Wednesday, February 12, 2014

Ethics thoughts on utilitarianism, contractualism, deontology, Kant and Rawls

This overview of theories of ethics by Massimo Pigliucci, followed by this particular one on contractarian versions of ethics, and this specific one on John Rawls' veil of ignorance, reminded me of a few things, some of which I've specifically articulated either here or on Massimo's blog, but others that have ben just wandering in my head.

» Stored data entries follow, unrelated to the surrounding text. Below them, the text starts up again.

PR #250, opened 2021-09-05
Provide helpful message when the user calls e[val] without expressoin

st0012:
It's likely that the user is trying to access a variable 'e' from the debugger (a common name for rescued exception). This happened on me for several times just this week 🤦‍♂️ 
And the current message doesn't provide much help when this happens:

```
(rdbg) e    # eval command
eval error: no implicit conversion of nil into String
```

This commit provides better suggestions about what the user should do
instead:

```
(rdbg) e    # eval command
eval error: you must provide an expression for the e[val] command
to evaluate variables named 'e' or 'eval', please use 'pp <var>' instead
```

### DIFF
--- a/lib/debug/thread_client.rb
+++ b/lib/debug/thread_client.rb
@@ -778,7 +778,12 @@ module DEBUGGER__
               puts "allocated at #{alloc_path}:#{ObjectSpace.allocation_sourceline(result)}"
             end
           when :call
-            result = frame_eval(eval_src)
+            if eval_src.nil?
+              puts "eval error: you must provide an expression for the e[val] command"
+              puts "to evaluate variables named 'e' or 'eval', please use 'pp <var>' instead"
+            else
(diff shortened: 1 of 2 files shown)


ko1:
how about to provide a help message?

ko1:
```
(rdbg) e    # eval command
* `e[val] <expr>`
  * Evaluate `<expr>` on the current frame.

To evaluate the variable `e`, use `pp e` instead.
(rdbg) eval    # command
* `e[val] <expr>`
  * Evaluate `<expr>` on the current frame.

To evaluate the variable `eval`, use `pp eval` instead.
```

ko1:
drastic approach is calling `pp e`, but ...

st0012:
@ko1 👍 I think your version looks better, will change.

> drastic approach is calling pp e

I think that'll make `e` without argument an implicit alias of `pp e`, which may not be what we want 🤔

Issue #246, opened 2021-09-02
Trace exception rescuing with ExceptionTracer?


st0012:
In addition to seeing where an exception is raised, it'll also help a lot to know when an exception is rescued. This will be very useful for debugging Rails applications or Rack middlewares. In these applications, rescue/re-raise exceptions based on different options is common. For example: https://github.com/rails/rails/blob/main/actionpack/lib/action_dispatch/middleware/debug_exceptions.rb#L36-L40

So it'd really help if `ExceptionTracer` can also trace rescuing events. But I'm not sure if this would be technically possible when such events are not supported by `TracePoint`?

ko1:
No supports.

st0012:
I see 👍

ko1:
Now there is no support but we can consider about it.
Do you have a sample scenario?

ko1:
For `trace exception` we can see re-raised exception:

```
[master]$ exe/rdbg target.rb -e 'trace exception;; c'
DEBUGGER: Session start (pid: 12419)
[1, 8] in target.rb
     1|
     2| begin
=>   3|   raise "foo"
     4| rescue => e
     5|   raise "bar"
     6| end
     7|
     8| __END__
=>#0    <main> at target.rb:3
(rdbg:commands) trace exception
Enable ExceptionTracer (enabled)
(rdbg:commands) c
DEBUGGER (trace/exception) #th:1 #depth:1  #<RuntimeError: foo> at target.rb:3
DEBUGGER (trace/exception) #th:1 #depth:2  #<RuntimeError: bar> at target.rb:5
Traceback (most recent call last):
target.rb:3:in `<main>': foo (RuntimeError)
        1: from target.rb:2:in `<main>'
target.rb:5:in `rescue in <main>': bar (RuntimeError)
```

st0012:
I got this idea from debugging this issue: https://github.com/getsentry/sentry-ruby/issues/1563

In this case, the exception is raised from a middleware but it doesn't surface to the target middleware `Sentry::Rack::CaptureExceptions` as expected. Here's what I got from `trace exception`:

<img width="90%" alt="截圖 2021-09-03 下午3 45 28" src="https://user-images.githubusercontent.com/5079556/131969934-858e87a3-570b-43f4-90c9-3cd728119d72.png">

From the above information, I can know that:
1. It's re-raised by the `ActionDispatch::Callbacks` middleware
[...]

Issue #139, opened 2021-07-07
Inconsistent binding in CatchBreakpoint with primitive exceptions


st0012:
When stopped at a breakpoint, evaluating `binding` should reflect the current scope's binding.

<img width="80%" alt="截圖 2021-07-07 下午12 45 54" src="https://user-images.githubusercontent.com/5079556/124701522-50f3c580-df21-11eb-9865-eab22383986a.png">

But it's not the case when stopped at `CatchBreakpoint` with some primitive exceptions like `ZeroDivisionError`.

<img width="80%" alt="截圖 2021-07-07 下午12 45 38" src="https://user-images.githubusercontent.com/5079556/124701526-53eeb600-df21-11eb-9f3a-5bb5f0258313.png">

It's because those exceptions are raised in C source code, which's frame doesn't have a binding. So the debugger falls back to its own frame.

https://github.com/ruby/debug/blob/c15a460266dce5e2aebd40041176be0c5a31d5e6/lib/debug/thread_client.rb#L338-L345

I'm not sure if this edge case counts as a bug. But it'd be nice if the debugger can fall back to the nearest Ruby-level frame (with binding) in such cases.

ko1:
I think `self` should be C method's `self`, so select nearest Ruby binding will introduce confusing.

On the other hand, visible for local variables seems bad. I'll fix it.

```
(rdbg) p binding.local_variables
=> [:frame_self, :src]
```

2 variables `[:frame_self, :src]` are visible, but I don't have idea to hide them.

```patch
diff --git a/lib/debug/thread_client.rb b/lib/debug/thread_client.rb
index 792f966..eeac247 100644
--- a/lib/debug/thread_client.rb
+++ b/lib/debug/thread_client.rb
@@ -331,6 +331,10 @@ module DEBUGGER__
       end
     end

+    def instance_eval_for_cmethod frame_self, src
+      frame_self.instance_eval(src)
+    end
+
     def frame_eval src, re_raise: false
       begin
         @success_last_eval = false
@@ -341,7 +345,7 @@ module DEBUGGER__
                    b.eval(src, "(rdbg)/#{f}")
                  else
                    frame_self = current_frame.self
-                   frame_self.instance_eval(src)
+                   instance_eval_for_cmethod(frame_self, src)
                  end
         @success_last_eval = true
         result
```

Another idea is to prohibit evaluation on C method frame. But it is useful to access self.

ko1:
BTW, I can't see the response of `catch` command.

[...]

PR #251, opened 2021-09-05
Allow accessing CatchBreakpoint's exception with `_ex_` expression

st0012:
Currently, there's no way to access the raised exception inside a `CatchBreakpoint`, which is not convenient for debugging. So this commit allows accessing the exception with the `_ex_` expression (similar to `Pry`).

But because the breakpoint can stop at both Ruby method frame (has binding) and C method frame (doesn't have binding), we can't assign the exception to a universally accessible container.

My implementation hijacks the user expression without actually evaluate it in the current scope. The drawback is that this `_ex_` expression won't show up in variables or methods list. I think this isn't a big problem as the exception isn't really stored in the program without debugger.

This feature also enables an useful combination that achieves the effect I mentioned in https://github.com/ruby/debug/issues/246#issuecomment-912363859

```ruby
binding.b(do: "catch Exception do: trace object _ex_") # traces the raised exception
```

**Example**

```ruby
binding.b(do: "catch Exception do: trace object _ex_")

def foo
  1/0
end

def compute_exception(e)
  puts(e)
end

begin
  foo
rescue => e
  compute_exception(e)
end

```

截圖 2021-09-06 上午12 53 32

### DIFF
--- a/lib/debug/thread_client.rb
+++ b/lib/debug/thread_client.rb
@@ -438,7 +438,7 @@ module DEBUGGER__
         puts_variable_info '%return', current_frame.return_value, pat
       end
       if current_frame&.has_raised_exception
-        puts_variable_info "%raised", current_frame.raised_exception, pat
+        puts_variable_info "_ex_", current_frame.raised_exception, pat
       end
 
       if vars = current_frame&.local_variables
--- a/lib/debug/thread_client.rb
+++ b/lib/debug/thread_client.rb
@@ -337,6 +337,11 @@ module DEBUGGER__
     end
 
     def frame_eval src, re_raise: false
+      if src == "_ex_"
+        @success_last_eval = true
+        return current_frame.raised_exception
+      end
+
       begin
         @success_last_eval = false
 
--- a/lib/debug/breakpoint.rb
+++ b/lib/debug/breakpoint.rb
@@ -263,7 +263,12 @@ module DEBUGGER__
             break
           end
         }
-        suspend if should_suspend
+        begin
+          prev, Thread.current[:DEBUGGER__last_exception] = Thread.current[:DEBUGGER__last_exception], @last_exc
+          suspend
+        ensure
+          Thread.current[:DEBUGGER__last_exception] = prev
+        end if should_suspend
       }
     end
 
@@ -467,3 +472,8 @@ module DEBUGGER__
     end
   end
 end
+
+def _ex_
+  Thread.current[:DEBUGGER__last_exception]
+end
+
--- a/test/debug/catch_test.rb
+++ b/test/debug/catch_test.rb
@@ -78,6 +78,14 @@ module DEBUGGER__
 
         type '_ex_'
         assert_line_text(/#<ZeroDivisionError: divided by 0>/)
+        type '_ex_.backtrace'
+
+        assert_line_text(
+          [
+            /.*\.rb:4:in `\/'/,
+            /.*\.rb:4:in `<main>'/
+          ]
+        )
         type 'continue'
 
         type 'continue'
@@ -99,6 +107,9 @@ module DEBUGGER__
 
         type '_ex_'
         assert_line_text(/#<RuntimeError: foo>/)
+
+        type '_ex_.backtrace'
+        assert_line_text(/\[.*:in `<main>'"\]/)
         type 'continue'
       end
     end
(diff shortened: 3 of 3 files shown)


lib/debug/thread_client.rb
```diff
@@ -337,6 +337,11 @@ def instance_eval_for_cmethod frame_self, src
     end
 
     def frame_eval src, re_raise: false
+      if src == "_ex_"
```
ko1, line 340: The implementation is not acceptable because it can not call methods like `_ex_.cause`.

st0012: ah you're right. I'll fix it.

ko1:
```
[master]$ exe/rdbg target.rb  -n
DEBUGGER: Session start (pid: 10450)
[1, 5] in target.rb
     1|
=>   2| binding.b do: 'catch Exception'
     3| raise "foo"
     4|
     5| __END__
=>#0    <main> at target.rb:2
(rdbg:binding.break) catch Exception
#0  BP - Catch  "Exception"
[1, 5] in target.rb
     1|
     2| binding.b do: 'catch Exception'
=>   3| raise "foo"
     4|
     5| __END__
=>#0    <main> at target.rb:3

Stop by #0  BP - Catch  "Exception"
(rdbg) i    # info command
%self = main
_ex_ = #<RuntimeError: foo>
(rdbg) p _ex_    # command
=> #<RuntimeError: foo>
(rdbg) p _ex_.cause    # command
=> nil
(rdbg)
```

how about that?

```patch
diff --git a/lib/debug/breakpoint.rb b/lib/debug/breakpoint.rb
index f49b285..3b84228 100644
--- a/lib/debug/breakpoint.rb
+++ b/lib/debug/breakpoint.rb
@@ -263,7 +263,12 @@ module DEBUGGER__
             break
           end
         }
-        suspend if should_suspend
+        begin
+          prev, Thread.current[:DEBUGGER__last_exception] = Thread.current[:DEBUGGER__last_exception], @last_exc
+          suspend
+        ensure
+          Thread.current[:DEBUGGER__last_exception] = prev
+        end if should_suspend
       }
     end

@@ -467,3 +472,7 @@ module DEBUGGER__
     end
   end
 end
+
+def _ex_
+  Thread.current[:DEBUGGER__last_exception]
+end
diff --git a/lib/debug/thread_client.rb b/lib/debug/thread_client.rb
index c765f60..6bb48f9 100644
--- a/lib/debug/thread_client.rb
+++ b/lib/debug/thread_client.rb
@@ -433,7 +433,7 @@ module DEBUGGER__
         puts_variable_info '%return', current_frame.return_value, pat
       end
       if current_frame&.has_raised_exception
-        puts_variable_info "%raised", current_frame.raised_exception, pat
+        puts_variable_info "_ex_", current_frame.raised_exception, pat
       end

       if vars = current_frame&.local_variables

```

ko1:
I'm not sure `_ex_` is the best name.

ko1:
if we introduce `_ex_` or similar method, maybe we want to have a `_return_`.

st0012:
> I'm not sure _ex_ is the best name.

I'm ok with other names like `_raised_exception`. I picked `_ex_` because that reduces one less thing to learn for Pry users.

> how about that?

I think the approach is clever. But I'm not sure if switching a fiber local like this will make things messy in the long term? Also I don't think `Breakpoint#setup` is the best place to mutate this state (I understand that it needs to wrap around `#suspend` to it's easier there).

IMO, the best approach would be finding a way to store the exception in a frame-level variable for C methods. I'm not sure if it's possible at all though 🤔

st0012:
@ko1 I think we may be able to "leak" the `_ex_` variable to C method frames like this https://github.com/ruby/debug/issues/139

ko1:
why do you prefer local variables? In this case I think it is better to use dynamic scope variable (like method).

st0012:
Because it means we don't need to reset it to the previous state.

st0012:
@ko1 since I can't come up with any valid case to oppose the approach (I thought nested catch breakpoint would be an issue, but we can't really trigger another catch breakpoint inside a catch breakpoint atm), I think it's more important to ship this feature first. So I've updated the PR.

ko1:
Let's think for v1.1.

I agree if we allow nested exception, it should be a better to use variables.
The remaining issue is the name.

st0012:
@ko1 should I continue this with the local variable approach?

PR #256, opened 2021-09-08
Improve readme

st0012:
- Add command section anchor links to most usage entries.
- Add `information` and `tracing` entries to the usage section.
- Add anchor links to `binding.break` references.

### DIFF
--- a/README.md
+++ b/README.md
@@ -44,7 +44,8 @@ To use a debugger, roughly you will do the following steps:
 2. Run a program with the debugger.
 3. At the breakpoint, enter the debugger console.
 4. Use debug commands.
-    * [Query the program status](#evaluate) (e.g. `p lvar` to see the local variable `lvar`).
+    * [Evaluate Ruby expressions](#evaluate) (e.g. `p lvar` to see the local variable `lvar`).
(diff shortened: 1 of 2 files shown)


ko1:
I want to leave `p lvar` because it uses debug command and no confusion.

st0012:
The point is that I don't want to make it clear that the debugger can directly evaluate a Ruby expression without `p`.
Many Rubyists that have read my debugger article may still think that it's not supported (which I updated a bit later but most people had already read it then).

ko1:
> I want to make it clear that the debugger can directly evaluate a Ruby expression without p.

Should not described here because evaluating Ruby expression needs some description.

st0012:
ok but currently the readme doesn't have an expression section, I think you'll add it?
I'll revert that change.

st0012:
@ko1 sorry please hold off the merge. I'll add more anchor links.

st0012:
@ko1 I've updated the changed and the PR description.

st0012:
@ko1 it's ready for review now. can you give it a look?

st0012:
@ko1 thank you!

PR #265, opened 2021-09-11
DAP(setExceptionBreakpoints): Handle `filters` argument

hanazuki:
Handles the `filters` argument passed to a `setExceptionBreakpoints` request.
Some editors use this mandatory argument instead of optional `filterOptions`.

ref: https://microsoft.github.io/debug-adapter-protocol/specification#Requests_SetExceptionBreakpoints

tested with dap-mode.el

### DIFF
--- a/lib/debug/server_dap.rb
+++ b/lib/debug/server_dap.rb
@@ -153,8 +153,8 @@ module DEBUGGER__
         when 'setFunctionBreakpoints'
           send_response req
         when 'setExceptionBreakpoints'
-          filters = args.dig('filterOptions').map{|bp_info|
-            case bp_info.dig('filterId')
+          process_filter = ->(filter_id) {
+            case filter_id
             when 'any'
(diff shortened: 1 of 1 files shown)


lib/debug/server_dap.rb
```diff
@@ -163,10 +163,19 @@ def process
               bp = nil
             end
             {
-              verifiled: bp ? true : false,
```
ko1, line 166: 🙈

lib/debug/server_dap.rb
```diff
@@ -163,10 +163,19 @@ def process
...
+              verified: bp ? true : false,
               message: bp.inspect,
             }
           }
+
+          filters = args.fetch('filters').map {|filter_id|
```
ko1, line 171: ah, `filters` is a mandatory parameter.

ko1:
Thank you for trying and modifying!

PR #266, opened 2021-09-12
Expand explanation of usage in source code

brandoncc:
When I read the documentation, I thought it was saying I could use debug with `binding.irb` and `binding.pry` because of the wording that was chosen. I hope this change helps others to understand that the reference to those methods are simply examples to help readers understand how to use `binding.break`.

### DIFF
--- a/README.md
+++ b/README.md
@@ -54,7 +54,7 @@ To use a debugger, roughly you will do the following steps:
 
 There are several options for (1) and (2). Please choose your favorite way.
 
-### Modify source code as `binding.pry` and `binding.irb`
+### Modify source code similar to `binding.pry` and `binding.irb`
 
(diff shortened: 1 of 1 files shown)


adam12 (approved):

ko1:
ah, merged, but it should be modified `misc/README.md.erb`. Could you change it too?

adam12:
> it should be modified `misc/README.md.erb`

I missed this too :(

It's come up frequently enough in past reviews. Is it worth exploring a Github Action that ensures that they are both updated consistently?

brandoncc:
I opened the PR as requested, sorry about that. Is README.md a generated file that comes from README.md.erb?

ko1:
> It's come up frequently enough in past reviews. Is it worth exploring a Github Action that ensures that they are both updated consistently?

Good idea. or simply adding a test is another idea.
The problem is Github Actions doesn't run for guest users...

PR #280, opened 2021-09-14
Fix `ForkInterceptor`'s `at_exit` callback

st0012:
When running with a puma server with 2+ workers (processes), the debugger causes 2 errors when exiting the server:

截圖 2021-09-14 下午10 23 33

I fixed them in separate commits. You can see the before/after comparison with debugging output in the commit messages.

### DIFF
--- a/lib/debug/session.rb
+++ b/lib/debug/session.rb
@@ -1643,7 +1643,18 @@ module DEBUGGER__
 
           at_exit{
             trap(:SIGINT, :IGNORE)
-            Process.waitpid(child_pid) if Process.pid == parent_pid
+
+            # only check child process from its parent
+            if Process.pid == parent_pid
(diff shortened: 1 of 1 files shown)


ko1:
Ah, puma already collect child processes?

st0012:
I think puma makes sure all the child processes are dead before fully existing:

https://github.com/puma/puma/blob/6e4257fece8f822cb3cf7624e2146f7214e5b884/lib/puma/cluster.rb#L500-L521

ko1:
I forget why waitpid is here on parent process... why I put it here...

ko1:
Ah, I remember that. To keep remote connection port.

ko1:
or STDIN/OUT/ERR? I need to check it.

They are, in no particular order after No. 1 —

1. John Rawls is overrated;
2. Rawls is, if not a classical utilitarian, some sort of consequentialist;
3. The veil of ignorance is really just a specialized view of the utilitarian "view from nowhere";
4. Though I'm not a system builder, ethics in my philosophical mindset depends much more on a correspondence theory of truth, contra Massimo, who allows more room for the coherence theory of truth to guide ethics. (As I posted on his blog recently, that may be part of what explains his love for virtue ethics.)

I'm going to unpack 1-3 more, with the unpacking of 2 and 3 explicating No. 1, which means I'll unpack them first.

No. 2 comes from Rawls' own famous "justice = fairness" phrase. What is that if not some sort of consequentialist? Now, he may put that in a contractarian background, but I believe that if push had ever come to shove (assuming Rawls accepted either one of the labels as applying to himself) he would have called himself a consequentialist first.

Now, some people will criticize me for this, the same who criticize the a few of my book reviews, but I came to hold that Rawls was overrated by reading about him more and before actually reading him.

The linchpin? Walter Kaufmann's "Without Guilt and Justice," which simply blows Rawls' "justice = fairness" ideas out of the water. 

Kaufmann starts with the obvious, which I will slightly rephrase to fit into terms of the current discussion.

That is that the "veil of ignorance," or the more general "view from nowhere," is an idealized abstraction which isn't even close to achievable in reality.

Oh, sure, we strive for it, and sometimes obtain it in some special issues that have at least a degree of ethical freight. An obvious example is the practice of major symphony orchestras to give tryouts to new players by having them play from behind a screen. This is designed to screen out, pun intended in some way, any female bias from the conductor, the principal chair in the section with the opening, and others involved. (And, yes, such bias was real, and huge, before the screens were raised.)

But, that's not what the likes of Rawls are getting at. He, and followers, act under the idea that we can take this veiled view out into situations outside the original setting, including settings where, Kaufmann charges, it's not only impossible to remain veiled, but where some people will demand we become unveiled.

Ergo, it's a thought experiment with little relation to reality. (Short of some Brave New World future which would entail some overseers controlling the veils.)

Or, to put it more pithily, there are always oxen being gored — and sometimes, their owners' complaints are rightfully made.

Or, even more to Kaufmann's point, there are always oxen being gored — and sometimes, some people think with good reason their owners' complaints are rightfully made, and other people think with good reason these complaints are out of bounds.

So, contra Pigliucci, no, Rawls' idea doesn't grow on me. The Platonic cave and the Theory of Ideas once did grow on me, but I was less than half the age then that I am now, and still a conservative evangelical Christian.

To me, Rawls' thought experiment only grows on people who, in terms of political philosophy, do not  put "skeptical" in front of "liberal" or "left-liberal." (Unlike yours truly.)

Now, to the degree a view from nowhere might seem to be an unveiled, but theoretically detached, utilitarianism. However, this is where consequentialism in general fails.

Human life, like space-time, has four dimensions. Humans are, of course, not temporally omniscient. Therefore, we can never say that our utilitarian judgments are correct. For all we know, maybe we should have let Hitler kill more people, if one wants to stake out a deliberately Godwin-like position.

Beyond that, utilitarianism fails in other ways. The hedonic calculus does so even without the view from nowhere falling short. On matters of taste, and hedonic benefit, it runs smack into the old Latin maxim: "De gustibus non disputandum." On this account, shouldn't the National Endowment for the Arts give more money to punk rock bands and less to symphony orchestras?

And, no, the arts aren't the same as ethics. The above question is in part rhetorical, but not entirely so.

On ethical issues, we have a certain natural compass from biology. The arts? Not so much. Let's stay within fine arts. A lot of people don't call what Picasso does "art," or what Schoenberg does "music." So, somebody else might say, no, we shouldn't give NEA money to punk rock, but, we shouldn't give it to a symphony orchestra, either, unless it pledges itself to not play any post-1900 music. 

And, not in terms of NEA money, but in terms of ticket sales, exactly that happens. Blue-haired ladies around the country refuse to plunk down money for classical concerts that have serial music on the program. A few of the largest cities in our country have orchestras that specialize in modern music, but they struggle.


As a sidebar note, this is a good example of why I identify myself as a skeptical left-liberal on this blog, and elsewhere. I'd love it if Rawls were right, but I just don't see that.